Use this only when availability is more important than security.
### Fallback Scanner
Use an alternate scanner when the primary fails.
```rust
use std::sync::Arc;
let primary = ClamAvScanner::new(config)?;
let fallback: Arc<dyn Scanner> = Arc::new(MockScanner::new_clean());
let config = CircuitBreakerConfig::default()
.with_fallback_behavior(FallbackBehavior::Fallback(fallback));
let protected = CircuitBreaker::new(primary, config);
```
When primary circuit opens, scans go to the fallback.
## Monitoring
### State Inspection
```rust
let state = protected.state();
println!("Current state: {:?}", state.name());
// "closed", "open", or "half_open"
match state {
BreakerState::Closed { failure_count } => {
println!("Failures so far: {}", failure_count);
}
BreakerState::Open { opened_at, until } => {
println!("Opened at: {:?}", opened_at);
println!("Will transition at: {:?}", until);
}
BreakerState::HalfOpen { success_count, probe_count } => {
println!("Successes: {}/{}", success_count, config.success_threshold);
}
}
```
### Metrics
```rust
let metrics = protected.metrics();
println!("Total requests: {}", metrics.total_requests);
println!("Successful: {}", metrics.successful_requests);
println!("Failed: {}", metrics.failed_requests);
println!("Rejected (circuit open): {}", metrics.rejected_requests);
println!("Times opened: {}", metrics.times_opened);
println!("Times closed: {}", metrics.times_closed);
println!("Success rate: {:.1}%", metrics.success_rate() * 100.0);
```
### Manual Control
```rust
// Force circuit open (e.g., during maintenance)
protected.force_open();
// Force circuit closed
protected.force_close();
// Reset state and metrics
protected.reset();
```
## Integration with ScanManager
Use circuit-breaker-wrapped scanners with ScanManager:
```rust
use std::sync::Arc;
let clamav = ClamAvScanner::new(clamav_config)?;
let clamav_cb = CircuitBreaker::new(clamav, CircuitBreakerConfig::strict());
let vt = VirusTotalScanner::new(vt_config)?;
let vt_cb = CircuitBreaker::new(vt, CircuitBreakerConfig::high_availability());
let manager = ScanManager::builder()
.add_arc_scanner(Arc::new(clamav_cb))
.add_arc_scanner(Arc::new(vt_cb))
.build()?;
```
Each scanner has independent circuit breaker state.
## Preset Configurations
### Strict (Security-focused)
```rust
let config = CircuitBreakerConfig::strict();
// failure_threshold: 3
// success_threshold: 5
// open_duration: 60s
// fallback: FailClosed
```
Opens quickly, recovers slowly. Best for security-critical paths.
### High Availability
```rust
let config = CircuitBreakerConfig::high_availability();
// failure_threshold: 10
// success_threshold: 2
// open_duration: 10s
// fallback: FailClosed
```
Tolerant of failures, quick recovery. Best for non-critical scans.

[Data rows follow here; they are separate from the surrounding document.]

PR #134, opened 2020-04-09
use preprocessed t and xy instead of as_list_with_timestamps

tybug:
should be identical (though I haven't tested, we need to add a test case for aim correction). This should also be done for ur calculation so we can finally be rid of `as_list_with_timestamps`.


tests/test.py
```diff
@@ -133,6 +134,30 @@ def test_num_invariance(self):
...
+        cls.r1 = ReplayPath(RES / "corrected_replay1.osr")
+
+    def test_cheated_replay(self):
+        r = list(self.cg.run(Check([self.r1], CorrectionDetect())))[0]
+        snaps = r.snaps
+
+        self.assertEqual(len(snaps), 15)
+        # beginning
+        self.assertEqual(snaps[0].time, 5103)
+        self.assertEqual(snaps[0].angle, 7.384911923724048)
```
InvisibleSymbol, line 150: how about using `assertAlmostEqual`?

tybug: yep

tests/test.py
```diff
@@ -2,8 +2,9 @@
 from unittest import TestCase, skip, TestSuite, TextTestRunner
 from pathlib import Path
 import warnings
-from circleguard import (Circleguard, Check, ReplayMap, ReplayPath, RelaxDetect, StealDetect,
+from circleguard import (Circleguard, Check, ReplayMap, ReplayPath, RelaxDetect, StealDetect, CorrectionDetect,
                          RatelimitWeight, set_options, Map, User, MapUser, Mod, Loader, InvalidKeyException)
+from circleguard.investigator import Snap
```
InvisibleSymbol, line 7: unused import

tybug: oh right

PR #135, opened 2020-04-13
rework ur calculation

tybug:
* use replay `t`, `xy`, `k` in ur calculation
* remove `replay#as_list_with_timestamps`


tybug:
we don't actually have ur tests atm, I tested it on one replay locally and it gave the same ur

## Interaction with Policies
When circuit is open with `FailClosed`:
1. Scan fails with `ScanError::CircuitOpen`
2. No `ScanResult` is produced
3. Policy engine not invoked
When circuit is open with `FailOpen`:
1. Synthetic "clean" result created with warning
2. Policy engine evaluates as normal
3. Consider adding a policy rule that blocks files scanned during circuit-open
```rust
PolicyRule::new("block-fallback", PolicyAction::require_review())
.with_condition(Condition::SourceEquals { source: "failopen".into() })
```
## Best Practices
1. **Always use circuit breakers for network-based scanners** (ClamAV TCP, VirusTotal)
2. **Configure based on expected failure patterns**:
- Intermittent network issues: higher threshold
- Service outages: shorter open duration for quick recovery detection
3. **Monitor circuit breaker metrics** in production:
- Alert on `times_opened` increases
- Track `rejected_requests` for capacity planning
4. **Test circuit breaker behavior** before deployment:
- Simulate scanner failures
- Verify fallback behavior
- Check recovery time
5. **Document fallback behavior** for operations:
- What happens when each scanner's circuit opens?
- What's the impact on file processing?